(Stored data)
=-=-=
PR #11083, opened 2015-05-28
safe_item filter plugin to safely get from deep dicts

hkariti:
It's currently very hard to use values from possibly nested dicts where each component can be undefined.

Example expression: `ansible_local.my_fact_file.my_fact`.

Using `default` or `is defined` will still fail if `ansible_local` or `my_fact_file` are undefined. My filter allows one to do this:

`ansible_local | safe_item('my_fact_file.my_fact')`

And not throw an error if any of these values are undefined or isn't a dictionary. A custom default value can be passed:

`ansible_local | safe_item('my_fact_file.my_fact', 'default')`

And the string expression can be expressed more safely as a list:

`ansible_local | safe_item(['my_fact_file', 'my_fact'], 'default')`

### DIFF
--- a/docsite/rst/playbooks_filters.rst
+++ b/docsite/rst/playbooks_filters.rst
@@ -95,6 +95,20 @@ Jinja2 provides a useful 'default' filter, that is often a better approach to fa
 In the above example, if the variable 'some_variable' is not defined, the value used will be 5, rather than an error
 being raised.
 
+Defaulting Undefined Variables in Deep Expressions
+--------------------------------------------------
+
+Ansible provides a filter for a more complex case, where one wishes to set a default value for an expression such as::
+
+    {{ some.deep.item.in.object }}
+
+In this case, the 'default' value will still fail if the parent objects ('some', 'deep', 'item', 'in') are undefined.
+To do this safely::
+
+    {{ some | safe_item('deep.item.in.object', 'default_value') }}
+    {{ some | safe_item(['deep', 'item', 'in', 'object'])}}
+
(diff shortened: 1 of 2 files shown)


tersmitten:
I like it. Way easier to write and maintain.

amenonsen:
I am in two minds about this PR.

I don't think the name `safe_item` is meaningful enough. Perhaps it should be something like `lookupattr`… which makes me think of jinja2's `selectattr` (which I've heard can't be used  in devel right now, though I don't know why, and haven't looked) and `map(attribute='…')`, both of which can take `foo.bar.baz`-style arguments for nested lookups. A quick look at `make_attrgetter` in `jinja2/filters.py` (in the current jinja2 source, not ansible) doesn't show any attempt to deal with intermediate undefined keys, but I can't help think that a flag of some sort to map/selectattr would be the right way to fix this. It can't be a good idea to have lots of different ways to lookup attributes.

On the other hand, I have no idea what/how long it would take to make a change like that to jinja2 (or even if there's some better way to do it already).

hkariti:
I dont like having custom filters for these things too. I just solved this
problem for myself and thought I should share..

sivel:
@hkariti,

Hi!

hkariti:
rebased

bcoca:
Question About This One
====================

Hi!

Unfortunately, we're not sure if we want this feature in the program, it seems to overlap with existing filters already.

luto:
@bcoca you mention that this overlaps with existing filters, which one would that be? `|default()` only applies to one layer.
=-=-=
Print, exactly as written, the first line of the records above and each line after it until the line with "I am in two minds about this PR.", which is printed too.

PR #11083, opened 2015-05-28
safe_item filter plugin to safely get from deep dicts

hkariti:
It's currently very hard to use values from possibly nested dicts where each component can be undefined.

Example expression: `ansible_local.my_fact_file.my_fact`.

Using `default` or `is defined` will still fail if `ansible_local` or `my_fact_file` are undefined. My filter allows one to do this:

`ansible_local | safe_item('my_fact_file.my_fact')`

And not throw an error if any of these values are undefined or isn't a dictionary. A custom default value can be passed:

`ansible_local | safe_item('my_fact_file.my_fact', 'default')`

And the string expression can be expressed more safely as a list:

`ansible_local | safe_item(['my_fact_file', 'my_fact'], 'default')`

### DIFF
--- a/docsite/rst/playbooks_filters.rst
+++ b/docsite/rst/playbooks_filters.rst
@@ -95,6 +95,20 @@ Jinja2 provides a useful 'default' filter, that is often a better approach to fa
 In the above example, if the variable 'some_variable' is not defined, the value used will be 5, rather than an error
 being raised.
 
+Defaulting Undefined Variables in Deep Expressions
+--------------------------------------------------
+
+Ansible provides a filter for a more complex case, where one wishes to set a default value for an expression such as::
+
+    {{ some.deep.item.in.object }}
+
+In this case, the 'default' value will still fail if the parent objects ('some', 'deep', 'item', 'in') are undefined.
+To do this safely::
+
+    {{ some | safe_item('deep.item.in.object', 'default_value') }}
+    {{ some | safe_item(['deep', 'item', 'in', 'object'])}}
+
(diff shortened: 1 of 2 files shown)


tersmitten:
I like it. Way easier to write and maintain.

amenonsen:
I am in two minds about this PR.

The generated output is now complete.